STT-1 was used to assess tear production. The continuous variable was subdivided into three categories: < 10 mm/min, 10-15 mm/min and >15 mm/min.
In order to avoid excessive inter-observer differences in the assignment of ranks the interferometry was done by the same experienced operator.
The data were retrospectively collected and reviewed, and elaborated for statistical analysis.
Normality of the underlying distribution of the continuous variables was assessed using the Shapiro-Wilk test.
Continuous variables with normal distribution were presented as mean and standard deviation (SD), and those with non-normal distribution were presented as median (range), while absolute frequencies and percentage were used for categorical variables.

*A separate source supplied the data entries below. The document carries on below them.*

PR #1444, opened 2020-05-20
JAVA-2772: Add protocol v5 checksumming to driver 3

olim7t:
The new type is provisionally called `Segment` to avoid name clashes. I'll probably align with server-side naming when a consensus is reached. Here are the new components for low-level encoding:
- `SegmentBuilder`: accumulates messages and emits segments as they fill up. This is called from the flusher.
- `SegmentCodec`: low-level byte encoding. Called on the Netty pipeline by `SegmentToBytesEncoder`, a simple wrapper.
- `BytesToSegmentDecoder` and `SegmentToFrameDecoder`: two new handlers that `Frame.Decoder` for incoming responses. After that, decoded messages can be fed to the existing components.

To do:
- [x] plug all that with the rest of the driver, and flip the switch at the right moment.
- [x] revisit the encoding of the response to the first `STARTUP` message, see [this comment](https://issues.apache.org/jira/browse/CASSANDRA-15299?focusedCommentId=17112780&page=com.atlassian.jira.plugin.system.issuetabpanels%3Acomment-tabpanel#comment-17112780). It's actually the server code that has to change, the driver already implements what's described in the comment.
- [x] double-check that Netty buffers are released properly, both on the outgoing and incoming path.
- [x] check how CRC errors thrown from the decoders are surfaced and handled. Our goal is to drop the connection.
- [ ] Run a long test with the Netty buffer leak detector enabled (will wait for the server PR to be more mature).

### DIFF
--- a/driver-core/src/main/java/com/datastax/driver/core/BytesToSegmentDecoder.java
+++ b/driver-core/src/main/java/com/datastax/driver/core/BytesToSegmentDecoder.java
@@ -1,0 +1,81 @@
+/*
+ * Copyright DataStax, Inc.
+ *
+ * Licensed under the Apache License, Version 2.0 (the "License");
+ * you may not use this file except in compliance with the License.
+ * You may obtain a copy of the License at
+ *
+ * http://www.apache.org/licenses/LICENSE-2.0
+ *
+ * Unless required by applicable law or agreed to in writing, software
+ * distributed under the License is distributed on an "AS IS" BASIS,
+ * WITHOUT WARRANTIES OR CONDITIONS OF ANY KIND, either express or implied.
+ * See the License for the specific language governing permissions and
+ * limitations under the License.
+ */
+package com.datastax.driver.core;
+
+import io.netty.buffer.ByteBuf;
+import io.netty.channel.ChannelHandlerContext;
+import io.netty.handler.codec.LengthFieldBasedFrameDecoder;
+import java.nio.ByteOrder;
+
+/**
+ * Decodes {@link Segment}s from a stream of bytes.
+ *
+ * <p>This works like a regular length-field-based decoder, but we override {@link
+ * #getUnadjustedFrameLength} to handle two peculiarities: the length is encoded on 17 bits, and we
+ * also want to check the header CRC before we use it. So we parse the whole segment header ahead of
+ * time, and store it until we're ready to build the segment.
+ */
+class BytesToSegmentDecoder extends LengthFieldBasedFrameDecoder {
+
+  private final SegmentCodec segmentCodec;
+  private SegmentCodec.Header header;
+
+  BytesToSegmentDecoder(SegmentCodec segmentCodec) {
+    super(
+        // max length (Netty wants this to be the overall length including everything):
+        segmentCodec.headerLength()
+            + SegmentCodec.CRC24_LENGTH
+            + Segment.MAX_PAYLOAD_LENGTH
+            + SegmentCodec.CRC32_LENGTH,
+        // offset and size of the "length" field: that's the whole header
+        0,
+        segmentCodec.headerLength() + SegmentCodec.CRC24_LENGTH,
+        // length adjustment: add the trailing CRC to the declared length
+        SegmentCodec.CRC32_LENGTH,
+        // bytes to skip: the header (we've already parsed it while reading the length)
+        segmentCodec.headerLength() + SegmentCodec.CRC24_LENGTH);
+    this.segmentCodec = segmentCodec;
+  }
+
+  @Override
+  protected Object decode(ChannelHandlerContext ctx, ByteBuf in) throws Exception {
+    try {
+      ByteBuf payloadAndCrc = (ByteBuf) super.decode(ctx, in);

The MGD frequency distribution was evaluated within different categories (skull conformation, gender, eye and STT-1) using the Chi-squared test.
Independent variables (gender, age, skull conformation) were evaluated as risk factors for developing MGD (dependent variable) in a logistic regression model and reported as odd ratios (ORs) with their 95% confidence (95% CI) intervals. ORs were adjusted by gender and age. The skull conformation was considered as a categorical variable and brachycephaly was used as the reference level to which nonbrachycephaly was compared. Association between the presence of MGD and interferometry grades was analyzed by ORs.
Probability values of <0.05 were considered significant.
Statistical analysis was performed with R software (version 3.4.3. R project, Auckland, New Zealand) and MedCalc software (version 19.0.6 Bvba, Ostend, Belgium).